Work to complete:
Look below for the line that contains "## Related Issue(s)", then copy it and each following line exactly, through and including the line that contains "-23,8 +23,22 @@".

** Records follows **

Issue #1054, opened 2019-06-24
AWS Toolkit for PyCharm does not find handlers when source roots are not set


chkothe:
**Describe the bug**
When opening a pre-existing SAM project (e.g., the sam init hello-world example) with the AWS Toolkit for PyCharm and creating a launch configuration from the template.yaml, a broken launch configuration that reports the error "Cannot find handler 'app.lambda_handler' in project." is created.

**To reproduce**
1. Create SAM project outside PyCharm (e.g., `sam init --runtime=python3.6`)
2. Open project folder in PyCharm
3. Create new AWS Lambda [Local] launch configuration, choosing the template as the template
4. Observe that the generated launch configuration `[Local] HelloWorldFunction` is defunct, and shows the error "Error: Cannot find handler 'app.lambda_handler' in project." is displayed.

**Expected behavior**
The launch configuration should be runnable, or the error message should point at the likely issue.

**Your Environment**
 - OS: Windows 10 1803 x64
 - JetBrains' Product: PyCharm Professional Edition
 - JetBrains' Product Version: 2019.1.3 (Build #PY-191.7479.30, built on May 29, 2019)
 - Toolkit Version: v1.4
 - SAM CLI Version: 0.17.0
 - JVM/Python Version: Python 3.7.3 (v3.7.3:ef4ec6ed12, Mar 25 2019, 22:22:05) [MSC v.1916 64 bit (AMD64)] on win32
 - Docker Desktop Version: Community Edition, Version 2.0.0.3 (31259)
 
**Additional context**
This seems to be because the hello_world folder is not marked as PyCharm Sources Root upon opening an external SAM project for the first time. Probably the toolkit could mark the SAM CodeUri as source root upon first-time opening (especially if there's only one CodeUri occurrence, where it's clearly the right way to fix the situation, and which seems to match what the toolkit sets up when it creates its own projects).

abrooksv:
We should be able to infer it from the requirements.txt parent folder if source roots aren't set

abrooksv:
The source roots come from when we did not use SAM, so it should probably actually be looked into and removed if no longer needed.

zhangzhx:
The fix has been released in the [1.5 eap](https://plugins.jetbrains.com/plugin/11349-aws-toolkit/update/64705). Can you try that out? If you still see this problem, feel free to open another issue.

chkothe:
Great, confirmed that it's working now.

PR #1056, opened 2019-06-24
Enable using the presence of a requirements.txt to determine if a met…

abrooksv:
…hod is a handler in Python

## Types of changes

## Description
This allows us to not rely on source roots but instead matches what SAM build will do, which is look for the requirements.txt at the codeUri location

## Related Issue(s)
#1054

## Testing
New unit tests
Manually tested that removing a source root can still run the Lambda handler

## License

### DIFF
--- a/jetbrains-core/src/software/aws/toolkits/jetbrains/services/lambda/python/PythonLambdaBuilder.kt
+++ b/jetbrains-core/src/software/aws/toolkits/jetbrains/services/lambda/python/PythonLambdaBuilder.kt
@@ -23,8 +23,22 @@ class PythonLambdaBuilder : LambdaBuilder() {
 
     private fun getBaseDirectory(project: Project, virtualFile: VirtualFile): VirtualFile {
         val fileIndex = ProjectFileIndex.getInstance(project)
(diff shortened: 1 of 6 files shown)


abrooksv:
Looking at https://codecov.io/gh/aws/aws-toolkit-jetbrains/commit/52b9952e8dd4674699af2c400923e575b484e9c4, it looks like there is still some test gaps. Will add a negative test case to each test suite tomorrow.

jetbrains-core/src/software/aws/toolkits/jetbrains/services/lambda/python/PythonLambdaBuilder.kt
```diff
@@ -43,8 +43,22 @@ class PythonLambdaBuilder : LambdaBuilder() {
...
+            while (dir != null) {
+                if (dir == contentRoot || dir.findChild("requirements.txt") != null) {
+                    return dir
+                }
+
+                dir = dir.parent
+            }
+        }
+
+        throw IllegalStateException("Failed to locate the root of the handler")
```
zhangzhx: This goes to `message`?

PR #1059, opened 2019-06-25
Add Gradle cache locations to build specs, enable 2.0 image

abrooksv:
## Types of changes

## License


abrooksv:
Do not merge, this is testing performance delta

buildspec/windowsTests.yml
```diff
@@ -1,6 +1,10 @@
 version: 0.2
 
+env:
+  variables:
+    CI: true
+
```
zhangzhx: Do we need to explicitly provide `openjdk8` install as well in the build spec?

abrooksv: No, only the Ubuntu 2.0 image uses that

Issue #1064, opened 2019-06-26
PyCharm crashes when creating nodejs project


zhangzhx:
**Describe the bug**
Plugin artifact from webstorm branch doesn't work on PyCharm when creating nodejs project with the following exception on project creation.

** End of Records **
** Records follows **

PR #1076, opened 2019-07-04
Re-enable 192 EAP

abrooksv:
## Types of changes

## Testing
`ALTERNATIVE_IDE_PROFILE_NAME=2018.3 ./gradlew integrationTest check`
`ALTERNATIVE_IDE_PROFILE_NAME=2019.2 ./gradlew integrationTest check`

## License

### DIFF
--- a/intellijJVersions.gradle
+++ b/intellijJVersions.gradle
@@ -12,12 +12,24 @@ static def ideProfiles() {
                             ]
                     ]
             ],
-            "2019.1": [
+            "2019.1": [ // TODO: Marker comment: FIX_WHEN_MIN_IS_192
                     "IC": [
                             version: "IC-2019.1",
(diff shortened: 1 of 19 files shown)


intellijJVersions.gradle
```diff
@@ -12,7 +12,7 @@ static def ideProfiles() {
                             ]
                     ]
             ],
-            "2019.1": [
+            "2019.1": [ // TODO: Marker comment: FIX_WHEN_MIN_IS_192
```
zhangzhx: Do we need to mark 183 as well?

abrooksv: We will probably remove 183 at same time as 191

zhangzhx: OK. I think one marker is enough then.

** End of Records **

Final answer:
## Related Issue(s)
#1054

## Testing
New unit tests
Manually tested that removing a source root can still run the Lambda handler

## License

### DIFF
--- a/jetbrains-core/src/software/aws/toolkits/jetbrains/services/lambda/python/PythonLambdaBuilder.kt
+++ b/jetbrains-core/src/software/aws/toolkits/jetbrains/services/lambda/python/PythonLambdaBuilder.kt
@@ -23,8 +23,22 @@ class PythonLambdaBuilder : LambdaBuilder() {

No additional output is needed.